Album Review: Desert Shadows Rise As Folk-Black Metallers Arallu [Israel] Make One Hell of a Comeback on ‘Death Covenant’

By Rafi Yovell (also posted on his writing blog)

Can you hear it, people? Can you hear the Earth rumbling? The gates of Hell opening? The angels falling? Well, don’t panic. These aren’t the sounds of the world coming to an end (yet…), they’re from Arallu’s epic new album, Death Covenant.

Cover art by Nir Doliner

After Arallu‘s disappointing previous two releases, Six and En Olam, I feared they were running out of creative new ideas, but luckily, I couldn’t have been more wrong. I don’t think Six or En Olam were bad, per se. It’s just that, unlike the first five Arallu albums, they lacked a sense of identity or distinguishing features (apart from two or three songs), thus amounting to two rather unmemorable records. But thankfully, Death Covenant will make sure you remember it, and for all the right reasons.

Let’s start off by acknowledging the change of style.
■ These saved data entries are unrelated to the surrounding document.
PR #201, opened 2016-06-30
Gandy Young Scribble HW

gandyland:
Completeness: 2 or 3
Comfort: 3

While I felt kind of comfortable figuring out and writing some of the code I had trouble getting any kind of helpful feed back from the error codes to further my code. Overall I should have started this assignment earlier and probably would have had more luck.

Issues I had with this assignment:
I couldn’t figure out how to get the migrations to work.
Had a lot of trouble with the error codes and working them out. I think this was because I did some things out of order when trying to add code and because of my migration problem my database wasn’t responding correctly.


db/schema.rb
```diff
@@ -0,0 +1,19 @@
...
+# Note that this schema.rb definition is the authoritative source for your
+# database schema. If you need to create the application database on another
+# system, you should be using db:schema:load, not running all the migrations
+# from scratch. The latter is a flawed and unsustainable approach (the more migrations
+# you'll amass, the slower it'll run and the greater likelihood for issues).
+#
+# It's strongly recommended that you check this file into your version control system.
+
+ActiveRecord::Schema.define(version: 0) do
+
```
nolds9, line 15: Looks like there is no database structure defined...In order to set up a define a schema, you need to create and then run some migrations.Recommend reviewing http://guides.rubyonrails.org/active_record_migrations.html#migration-overview

app/models/post.rb
```diff
@@ -0,0 +1,4 @@
+class Post < ActiveRecord::Base
+  belongs_user :user
```
nolds9, line 2: `belongs_to :user`

app/models/user.rb
```diff
@@ -0,0 +1,6 @@
+class User < ActiveRecord::Base
+  devise :database_authenticatable, :registerable,
```
nolds9, line 2: looks like you are using Devise, we haven't talked about this yet, but can be a little difficult to configure

app/views/posts/index.html.erb
```diff
@@ -0,0 +1 @@
+
```
nolds9, line 1: How might you display all posts?

nolds9:
:+1: Thanks for submitting what you have. Definitely would recommend reviewing the role and syntax for migrations, as they are very important. I would encourage you to come back to this and implement the rest of the outlined features.

PR #205, opened 2016-06-30
Adina - Scribble

adina-pollack:
Level of comfort: 4.5
completeness: 5ish but I could probably shorten some of the controller methods


db/migrate/20160629205227_create_categories.rb
```diff
@@ -0,0 +1,8 @@
+class CreateCategories < ActiveRecord::Migration
+  def change
+    create_table :categories do |t|
+      t.string :name
+      t.integer :post_id
```
nolds9, line 5: don't think this foreign key is necessary

db/schema.rb
```diff
@@ -0,0 +1,44 @@
...
+# It's strongly recommended that you check this file into your version control system.
+
+ActiveRecord::Schema.define(version: 20160629205227) do
+
+  # These are extensions that must be enabled in order to support this database
+  enable_extension "plpgsql"
+
+  create_table "categories", force: :cascade do |t|
+    t.string  "name"
+    t.integer "post_id"
```
nolds9, line 21: Don't think this foreign key is necessary http://guides.rubyonrails.org/association_basics.html#the-has-many-through-association

config/routes.rb
```diff
@@ -0,0 +1,61 @@
+Rails.application.routes.draw do
+  resources :posts do
+    resources :comments
+  end
+
```
nolds9, line 5: what might the routes look like if we wanted to implement tags/categories

nolds9:
:+1: Great job on this assignment. Would love to see you work out the rest of the functionality for `Categories` and `Tags` Let me know if you have any questions

PR #206, opened 2016-06-30
Scribble Tyson Green

Thaisuhn:
Comfort 3.48/5
Complete 3/5


app/models/post.rb
```diff
@@ -0,0 +1,2 @@
+class Post < ActiveRecord::Base
```
jshawl, line 1: `has_many :comments`

app/models/comment.rb
```diff
@@ -0,0 +1,2 @@
+class Comment < ActiveRecord::Base
```
jshawl, line 1: `belongs_to :post`

jshawl:
👍 Posts look great! Keep at it w/ the comments and let me know if you'd like to pair on this functionality!

PR #208, opened 2016-06-30
Dave C Scribble

dcordz:
Finished, I think, maybe? Started on the bonus but was too over it

Completeness: unknown, 4/5?
Comfort 2/5


app/controllers/comments_controller.rb
```diff
@@ -0,0 +1,48 @@
+class CommentsController < ApplicationController
+  def index
+    @comments = Comment.all(post: @post)
```
amaseda, line 3: You need to define `@post` in this controller action before you can reference it. I would do that on the prior line.

You would then be able to write out something like `@comments = @post.comments`

app/controllers/comments_controller.rb
```diff
@@ -0,0 +1,48 @@
...
+    @comment.destroy
+    redirect_to @post
+  end
+
+
+
+  private
+  def comment_params
+    params.require(:comment).permit(:commenter,:commenter_nationality, :comment_content)
+  end
```
amaseda, line 46: Not that you need to worry about it for this assignment, but if you find that you're defining a lot of attributes with the same prefix -- in this case, `commenter` -- it means you might benefit from a separate `Commenter` or `User` model.

app/models/post.rb
```diff
@@ -0,0 +1,5 @@
+class Post < ActiveRecord::Base
+  has_many :comments
+  has_many :tags
+  has_many :categories, through: :tags
+end
```
amaseda, line 5: :+1:

amaseda:
:+1: Good job with this. Let me know if you want to talk about how to continue implementing the bonuses, especially in how they might relate to Project 2.

PR #25, opened 2019-01-20
Remove unwraps in raw client methods

Kerollmops:
Do not panic when using unbounded ranges on certain methods.


Hoverbear:
Right. @Kerollmops Thank you for this PR, you found a bug. :)

I will close this and we can open a bug for this.

PR #26, opened 2019-01-20
AsRef/Mut and From traits implementation on Key and Value

Kerollmops:
Adding some missing traits and fixing unsound lifetimes restrictions on `Key/Value::From` impls.

### DIFF
--- a/src/lib.rs
+++ b/src/lib.rs
@@ -108,11 +108,9 @@ impl From<String> for Key {
     }
 }
 
-impl<'a> From<&'static str> for Key {
-    fn from(v: &'static str) -> Key {
-        let mut vec = Vec::new();
-        vec.extend_from_slice(v.as_bytes());
-        Key(vec)
+impl From<&str> for Key {
+    fn from(v: &str) -> Key {
+        Key(v.as_bytes().to_vec())
     }
 }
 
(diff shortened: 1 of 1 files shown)


src/lib.rs
```diff
@@ -206,11 +216,9 @@ impl From<String> for Value {
     }
 }
 
-impl From<&'static str> for Value {
-    fn from(v: &'static str) -> Value {
-        let mut vec = Vec::new();
-        vec.extend_from_slice(v.as_bytes());
-        Value(vec)
+impl From<&str> for Value {
```
sunxiaoguang: If I understand it correctly, the extra static lifetime requirement is trying to avoid copying without user actually noticing it. Creating Key/Value from &str can be done by calling to_string() explicitly or simply move the String where the &str was created from.

Hoverbear: Right. :) The reason `&'static` is supported is because this is almost always a `const` or a raw string in the code, which the user would expect to be cloned to be used in this way.

Maybe it should be changed? 🤔

Hoverbear: @Kerollmops Any chance you have time to follow up on this?

Kerollmops: The problem is that it will not fix the problem, the `Value` type require a `Vec` internally, so the static str will need to be transformed into a `Vec` anyway.

Hoverbear: Right, but the intention is that `&'static str` are used for examples or testing code, we don't want people to use it for `&'a str` or other random borrows, just for, for example

This is ok:

```rust
let test_key = "blah"`;
Value::from(test_key);
```

While this shouldn't work, since it introduces invisible copying of data which is probably real:

```rust
let test_key = String::from("blah");
Value::from(&test_key)
```

Hoverbear:
Forcing merge due to CI.

THanks so much for this contribution! :) Really appreciate it.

Up until now, a prominent thrash metal influence was always apparent in Arallu‘s music, adding a lot of D-beats and rhythmic riffs to the mix, à la Sathanas, Aura Noir, and Desaster. However on Death Covenant, Arallu took on a style more similar to traditional black metal bands, like Dark Funeral, Mayhem, and Satyricon. For the first time ever, there’s an emphasis on atmosphere within the band’s sound.

Despite the thrash influence being gone, Death Covenant still sounds like Arallu. Butchered’s unhinged vocal style is just as intense as it was on previous albums, the lyrics are as blasphemous as ever, and the Middle Eastern folk instruments are all there.
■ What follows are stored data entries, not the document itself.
PR #28, opened 2019-01-20
Improve the raw example

Kerollmops:
This example panic when encounting the scan key results.

Spotting two bugs:
 - the `raw::Client::scan` does not understand inclusive bounds correctly
 - the `raw::Client::delete_range` does not delete anything

### DIFF
--- a/examples/raw.rs
+++ b/examples/raw.rs
@@ -33,7 +33,7 @@ fn main() -> Result<()> {
         Config::new(args.pd)
     };
 
-    // When we first create a client we recieve a `Connect` structure which must be resolved before
+    // When we first create a client we receive a `Connect` structure which must be resolved before
     // the client is actually connected and usable.
     let unconnnected_client = Client::new(&config);
     let client = unconnnected_client.wait()?;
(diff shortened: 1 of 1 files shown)


ice1000:
Please remove the unused import:

```
  --> examples/raw.rs:18:61
   |
18 | use tikv_client::{raw::Client, Config, Key, KvPair, Result, Value};
   |                                                             ^^^^^
```

Hoverbear:
@sunxiaoguang that was the intention. Do you think it's better to remove them?

sunxiaoguang:
> @sunxiaoguang that was the intention. Do you think it's better to remove them?

I personally had difficulties when I just started learning Rust and had to turn to IDE to know the real types. So as a vim user, I think type annotation is more friendly for new learners of Rust.

sunxiaoguang:
Maybe two separate examples for rust new learners and TiKV new users? They probably like different styles.

Kerollmops:
I rebased on master to retrieve the modifications about the raw get method returning an optional value and modified the example in consequence.

I also kept the type annotations to make it clear for new users, I think it is not necessary to create multiple example for the same think. Advanced Rust users will understand the beginner example.

I added some comments too.

examples/raw.rs
```diff
@@ -56,49 +55,60 @@ fn main() -> Result<()> {
...
         .wait()
-        .expect_err("Get returned value for not existing key");
+        .expect("Could not get just deleted entry");
+    assert!(value.is_none());
 
-    let pairs: Vec<KvPair> = (1..3)
-        .map(|i| KvPair::from((Key::from(format!("k{}", i)), Value::from(format!("v{}", i)))))
-        .collect();
+    // You can ask to write multiple key-values at the same time, it is much more
+    // performant because it is passed in one request to the key-value store.
```
Hoverbear: Great comment. :)

Hoverbear:
Thanks so much for this contribution @Kerollmops !

Hoverbear:
@siddontang It's failing because Raft uses a `feature()` https://github.com/pingcap/raft-rs/pull/180, an upgrade is pending release https://github.com/pingcap/raft-rs/pull/182

brson:
I do notice that this is failing on rustfmt, though there are existing rustfmt failures. Since the CI is reportedly busted, and it's a pre-existing problem, and this has been waiting for too long, I'm going to force merge. Someone else will clean up the testing mess later.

In the interview I had with Butchered earlier this year, he stated that during the making of Death Covenant, Arallu took a new approach towards riffing, “…we started off by writing metal riffs on a saz [Middle Eastern string instrument] and only added the guitars later…”. Through this change, Arallu brought the Middle Eastern folk metal formula to its logical conclusion. As a result, said folk influence is stronger here than it is on nearly any other Arallu album, except maybe Desert Battles, which is saying a lot.

Every song on Death Covenant is a gem. The fourth track in particular, “Under Jerusalem’s Temple Mount,” is arguably the crux of the album, and not just because the words “Death Covenant” are chanted in the chorus. The song has all the previously mentioned aspects found throughout the album, just super-charged. But that’s not to say it’s the only song that possesses its own identity. “Satanic Spirit” is a haunting ode to demonic hallucinations that’s just as intense as it is well written, with paradoxical lyrics such as “bleeding and the heat freezes my skin.” “Empire of Salt” is a not-so-delicate mix of calming atmosphere with brief spurts of visceral grit. And “Skeleton Battlefields” has an intro that’ll make your skin crawl, but I’d rather not spoil the surprise for you.
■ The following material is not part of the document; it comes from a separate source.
PR #36, opened 2019-03-18
Add `Send` trait bound on `KvFuture`

Snnappie:
Currently none of the `raw` API is usable with tokio, since the `KVFuture` `dyn Future` isn't required to implement `Send`.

Even the chill intermission song, “Mystical Sultan,” is excellent in its own right. Apart from proving Arallu capable of nailing a full-on ambient black metal song, it ends with a rock ‘n’ roll-esque guitar solo, which isn’t something I was expecting at all, but I gotta say, I’m pleasantly surprised. Perhaps Butchered and the gang took some notes from Inquisition or Deströyer 666 on that last part.

Sadly though, Death Covenant isn’t perfect. The flaw that sets it back from being their finest work yet is the ridiculous overuse of vocal layering. Arallu have implemented this element tactfully before, but here, it’s abused so much to a point where Butchered’s usually awesome vocals end up occasionally sounding like a clusterfuck which is trying way too hard to be intimidating and ferocious. This doesn’t ruin any of the songs, nor does it prevent Death Covenant from being an incredible album, but it could have been even better if Arallu realized their music is already as intimidating and ferocious as can be.

Nevertheless, Death Covenant still kicks ass. It’s more different than any other Arallu album, but not to a point where they sound desperate to appeal to a separate audience. It’s different because the band evolved and took their style to a new level. This is easily one of the best albums they’ve ever released, and an amazing comeback from the rut they’ve been stuck in for the last few years. Death Covenant is coming out on November 11th; no honest black metal head should miss out on this one.

TL;DR: Even if Arallu used a different colored spark, they still succeeded in reigniting the fire.